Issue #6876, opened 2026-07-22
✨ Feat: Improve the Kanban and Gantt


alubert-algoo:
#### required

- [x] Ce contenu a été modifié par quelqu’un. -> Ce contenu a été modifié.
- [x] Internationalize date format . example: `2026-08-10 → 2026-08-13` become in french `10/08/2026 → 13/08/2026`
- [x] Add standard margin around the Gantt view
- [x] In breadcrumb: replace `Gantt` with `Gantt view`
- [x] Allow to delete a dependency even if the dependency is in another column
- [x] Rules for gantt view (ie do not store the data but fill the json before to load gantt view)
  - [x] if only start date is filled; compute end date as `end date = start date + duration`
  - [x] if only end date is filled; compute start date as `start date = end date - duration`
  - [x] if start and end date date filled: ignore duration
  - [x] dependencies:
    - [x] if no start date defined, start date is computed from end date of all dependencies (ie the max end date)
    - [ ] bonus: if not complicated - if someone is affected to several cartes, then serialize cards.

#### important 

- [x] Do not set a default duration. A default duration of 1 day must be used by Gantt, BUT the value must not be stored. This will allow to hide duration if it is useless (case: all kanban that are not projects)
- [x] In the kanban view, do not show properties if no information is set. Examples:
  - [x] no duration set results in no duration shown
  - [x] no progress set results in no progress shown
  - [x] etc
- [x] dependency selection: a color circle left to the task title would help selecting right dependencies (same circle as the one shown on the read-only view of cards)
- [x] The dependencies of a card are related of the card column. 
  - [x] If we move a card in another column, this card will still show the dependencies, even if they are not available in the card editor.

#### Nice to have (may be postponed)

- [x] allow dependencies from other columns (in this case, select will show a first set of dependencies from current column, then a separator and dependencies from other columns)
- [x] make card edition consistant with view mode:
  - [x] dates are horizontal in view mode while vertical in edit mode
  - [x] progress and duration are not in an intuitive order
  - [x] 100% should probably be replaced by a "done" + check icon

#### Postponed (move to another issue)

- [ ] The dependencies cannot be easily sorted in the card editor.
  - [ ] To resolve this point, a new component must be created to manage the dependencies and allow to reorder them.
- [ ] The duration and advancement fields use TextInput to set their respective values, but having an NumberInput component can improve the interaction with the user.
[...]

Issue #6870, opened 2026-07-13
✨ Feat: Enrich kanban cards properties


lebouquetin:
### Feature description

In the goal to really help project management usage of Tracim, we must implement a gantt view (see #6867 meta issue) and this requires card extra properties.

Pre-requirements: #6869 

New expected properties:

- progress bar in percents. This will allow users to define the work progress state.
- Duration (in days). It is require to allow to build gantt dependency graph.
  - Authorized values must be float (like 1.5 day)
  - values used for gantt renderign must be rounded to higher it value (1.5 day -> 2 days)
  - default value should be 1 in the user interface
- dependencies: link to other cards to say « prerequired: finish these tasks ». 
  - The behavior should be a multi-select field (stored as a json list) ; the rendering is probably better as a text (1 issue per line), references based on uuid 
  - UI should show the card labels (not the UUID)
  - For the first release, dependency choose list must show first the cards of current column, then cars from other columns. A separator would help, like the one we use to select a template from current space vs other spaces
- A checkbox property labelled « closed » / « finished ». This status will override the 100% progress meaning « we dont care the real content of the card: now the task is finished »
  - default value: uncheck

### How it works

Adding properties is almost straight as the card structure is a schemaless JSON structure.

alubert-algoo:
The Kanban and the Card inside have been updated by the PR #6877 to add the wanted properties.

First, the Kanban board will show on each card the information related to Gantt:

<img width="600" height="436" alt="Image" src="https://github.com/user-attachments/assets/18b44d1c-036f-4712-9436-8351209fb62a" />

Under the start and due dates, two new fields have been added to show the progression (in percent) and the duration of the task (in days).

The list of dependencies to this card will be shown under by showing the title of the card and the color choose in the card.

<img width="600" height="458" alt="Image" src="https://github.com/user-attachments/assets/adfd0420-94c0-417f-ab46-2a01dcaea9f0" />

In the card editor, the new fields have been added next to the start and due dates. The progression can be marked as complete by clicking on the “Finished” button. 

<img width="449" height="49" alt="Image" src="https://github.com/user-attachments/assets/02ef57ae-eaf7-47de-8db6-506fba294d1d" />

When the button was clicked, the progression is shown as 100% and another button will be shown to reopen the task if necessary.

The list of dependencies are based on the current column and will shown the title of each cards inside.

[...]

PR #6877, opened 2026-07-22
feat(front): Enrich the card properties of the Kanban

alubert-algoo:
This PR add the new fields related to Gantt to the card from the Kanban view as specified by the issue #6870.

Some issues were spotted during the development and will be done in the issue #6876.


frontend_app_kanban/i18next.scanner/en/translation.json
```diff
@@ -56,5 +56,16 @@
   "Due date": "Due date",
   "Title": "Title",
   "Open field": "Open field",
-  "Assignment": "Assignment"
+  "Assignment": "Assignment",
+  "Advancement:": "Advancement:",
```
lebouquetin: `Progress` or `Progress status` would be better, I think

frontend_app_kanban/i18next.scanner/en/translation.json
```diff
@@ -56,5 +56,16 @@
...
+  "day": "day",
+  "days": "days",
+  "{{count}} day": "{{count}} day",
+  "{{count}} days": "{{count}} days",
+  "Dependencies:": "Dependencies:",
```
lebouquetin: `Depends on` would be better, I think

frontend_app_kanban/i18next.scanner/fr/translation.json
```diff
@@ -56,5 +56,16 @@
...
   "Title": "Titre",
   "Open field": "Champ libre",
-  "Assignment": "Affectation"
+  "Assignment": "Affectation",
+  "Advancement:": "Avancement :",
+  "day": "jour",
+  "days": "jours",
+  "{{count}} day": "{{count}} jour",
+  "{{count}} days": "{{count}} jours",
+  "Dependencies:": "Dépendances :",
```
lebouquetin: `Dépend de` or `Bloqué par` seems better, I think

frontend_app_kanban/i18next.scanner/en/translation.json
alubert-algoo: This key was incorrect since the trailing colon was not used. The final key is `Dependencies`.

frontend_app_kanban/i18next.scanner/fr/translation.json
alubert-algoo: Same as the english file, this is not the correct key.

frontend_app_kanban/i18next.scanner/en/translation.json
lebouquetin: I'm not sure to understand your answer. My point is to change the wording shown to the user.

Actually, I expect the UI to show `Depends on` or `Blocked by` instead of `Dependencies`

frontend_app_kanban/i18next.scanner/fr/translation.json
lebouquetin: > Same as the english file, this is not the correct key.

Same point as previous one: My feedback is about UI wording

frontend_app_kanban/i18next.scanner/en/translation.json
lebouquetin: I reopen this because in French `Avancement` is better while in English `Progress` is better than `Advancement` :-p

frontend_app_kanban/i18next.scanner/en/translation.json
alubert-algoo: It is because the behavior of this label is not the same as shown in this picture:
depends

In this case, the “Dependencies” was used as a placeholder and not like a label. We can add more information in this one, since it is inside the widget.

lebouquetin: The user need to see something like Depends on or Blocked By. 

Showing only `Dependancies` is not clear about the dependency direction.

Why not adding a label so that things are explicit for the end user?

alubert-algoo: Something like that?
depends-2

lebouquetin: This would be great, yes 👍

====

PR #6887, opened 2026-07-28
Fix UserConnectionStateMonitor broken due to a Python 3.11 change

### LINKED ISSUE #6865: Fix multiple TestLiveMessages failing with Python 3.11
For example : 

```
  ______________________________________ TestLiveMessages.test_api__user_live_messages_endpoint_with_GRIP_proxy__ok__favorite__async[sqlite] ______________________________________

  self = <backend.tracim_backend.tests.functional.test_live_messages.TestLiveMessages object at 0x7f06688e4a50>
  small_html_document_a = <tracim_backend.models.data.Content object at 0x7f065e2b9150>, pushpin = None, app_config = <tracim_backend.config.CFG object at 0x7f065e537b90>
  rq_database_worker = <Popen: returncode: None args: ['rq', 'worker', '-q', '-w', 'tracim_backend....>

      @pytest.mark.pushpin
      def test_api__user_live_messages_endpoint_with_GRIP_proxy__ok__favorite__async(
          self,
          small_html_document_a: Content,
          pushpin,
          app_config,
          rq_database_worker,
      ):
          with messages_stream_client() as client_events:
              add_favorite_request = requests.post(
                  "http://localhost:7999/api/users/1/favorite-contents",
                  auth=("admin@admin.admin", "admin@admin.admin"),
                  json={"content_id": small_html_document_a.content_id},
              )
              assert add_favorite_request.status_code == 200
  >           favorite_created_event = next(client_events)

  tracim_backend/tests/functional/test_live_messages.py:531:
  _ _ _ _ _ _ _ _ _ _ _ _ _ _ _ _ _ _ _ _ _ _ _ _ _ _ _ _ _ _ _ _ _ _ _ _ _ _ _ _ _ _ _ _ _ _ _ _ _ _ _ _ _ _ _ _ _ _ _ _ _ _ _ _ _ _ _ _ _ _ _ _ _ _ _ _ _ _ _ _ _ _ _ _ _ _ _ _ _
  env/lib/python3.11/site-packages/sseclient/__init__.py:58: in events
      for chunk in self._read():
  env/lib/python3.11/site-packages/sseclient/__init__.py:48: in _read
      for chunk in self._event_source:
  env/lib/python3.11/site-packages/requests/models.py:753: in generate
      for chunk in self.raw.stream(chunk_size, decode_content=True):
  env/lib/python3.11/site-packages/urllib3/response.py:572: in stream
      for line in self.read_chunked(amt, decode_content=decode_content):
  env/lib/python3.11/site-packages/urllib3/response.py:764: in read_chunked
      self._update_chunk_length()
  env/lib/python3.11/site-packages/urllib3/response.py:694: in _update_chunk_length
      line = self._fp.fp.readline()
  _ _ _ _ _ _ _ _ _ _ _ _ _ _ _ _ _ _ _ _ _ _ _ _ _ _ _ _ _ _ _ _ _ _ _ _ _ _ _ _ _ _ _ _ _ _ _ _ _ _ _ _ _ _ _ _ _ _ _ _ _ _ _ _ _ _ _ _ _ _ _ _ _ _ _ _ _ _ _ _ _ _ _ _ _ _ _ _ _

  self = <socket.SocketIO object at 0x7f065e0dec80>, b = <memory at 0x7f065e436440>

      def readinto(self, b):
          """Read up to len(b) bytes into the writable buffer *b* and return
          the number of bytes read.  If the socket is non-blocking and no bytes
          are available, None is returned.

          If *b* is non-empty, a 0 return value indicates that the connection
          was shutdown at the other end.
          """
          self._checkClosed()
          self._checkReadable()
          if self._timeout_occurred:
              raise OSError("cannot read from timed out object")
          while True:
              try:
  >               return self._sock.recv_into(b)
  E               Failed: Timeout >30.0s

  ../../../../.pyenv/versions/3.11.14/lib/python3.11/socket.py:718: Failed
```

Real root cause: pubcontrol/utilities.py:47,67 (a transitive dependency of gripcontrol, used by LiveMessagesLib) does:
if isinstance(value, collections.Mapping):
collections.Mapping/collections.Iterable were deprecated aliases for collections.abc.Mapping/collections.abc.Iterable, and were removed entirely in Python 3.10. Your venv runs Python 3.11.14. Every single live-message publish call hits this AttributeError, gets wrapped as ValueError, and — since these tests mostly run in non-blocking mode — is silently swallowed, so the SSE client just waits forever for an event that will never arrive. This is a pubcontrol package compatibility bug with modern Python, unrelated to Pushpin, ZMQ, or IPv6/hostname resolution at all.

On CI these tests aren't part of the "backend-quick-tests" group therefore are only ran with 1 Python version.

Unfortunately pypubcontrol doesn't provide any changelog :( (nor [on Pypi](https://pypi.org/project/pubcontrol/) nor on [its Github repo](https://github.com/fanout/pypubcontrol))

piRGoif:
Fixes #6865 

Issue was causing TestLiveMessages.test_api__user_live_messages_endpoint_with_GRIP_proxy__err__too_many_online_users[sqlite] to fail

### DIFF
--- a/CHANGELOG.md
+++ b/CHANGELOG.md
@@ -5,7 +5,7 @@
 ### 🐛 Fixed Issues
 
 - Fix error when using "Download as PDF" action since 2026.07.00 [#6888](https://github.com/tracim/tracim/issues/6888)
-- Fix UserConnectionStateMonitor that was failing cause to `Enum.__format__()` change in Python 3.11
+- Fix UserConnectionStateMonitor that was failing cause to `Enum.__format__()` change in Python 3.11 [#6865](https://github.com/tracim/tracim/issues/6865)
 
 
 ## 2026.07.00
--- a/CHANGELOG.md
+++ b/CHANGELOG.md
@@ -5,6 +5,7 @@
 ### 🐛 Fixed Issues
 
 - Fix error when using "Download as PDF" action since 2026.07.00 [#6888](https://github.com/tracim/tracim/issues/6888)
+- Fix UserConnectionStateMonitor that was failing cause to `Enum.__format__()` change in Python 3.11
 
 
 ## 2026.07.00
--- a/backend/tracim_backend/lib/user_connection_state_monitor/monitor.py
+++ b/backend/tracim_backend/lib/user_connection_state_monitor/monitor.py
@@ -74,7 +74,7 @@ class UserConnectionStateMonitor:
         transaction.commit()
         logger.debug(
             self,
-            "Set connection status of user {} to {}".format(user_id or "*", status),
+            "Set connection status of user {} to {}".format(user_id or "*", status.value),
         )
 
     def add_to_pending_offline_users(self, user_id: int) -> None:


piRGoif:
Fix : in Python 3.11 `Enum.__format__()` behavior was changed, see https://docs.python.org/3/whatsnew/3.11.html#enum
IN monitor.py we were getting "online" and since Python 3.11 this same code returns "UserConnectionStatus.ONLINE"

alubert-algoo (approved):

====

▸ **WORK REQUIRED**
Look through the listing and return each line containing the word "filled".

▸ **ANSWER SECTION**
  - [x] if only start date is filled; compute end date as `end date = start date + duration`
  - [x] if only end date is filled; compute start date as `start date = end date - duration`
  - [x] if start and end date date filled: ignore duration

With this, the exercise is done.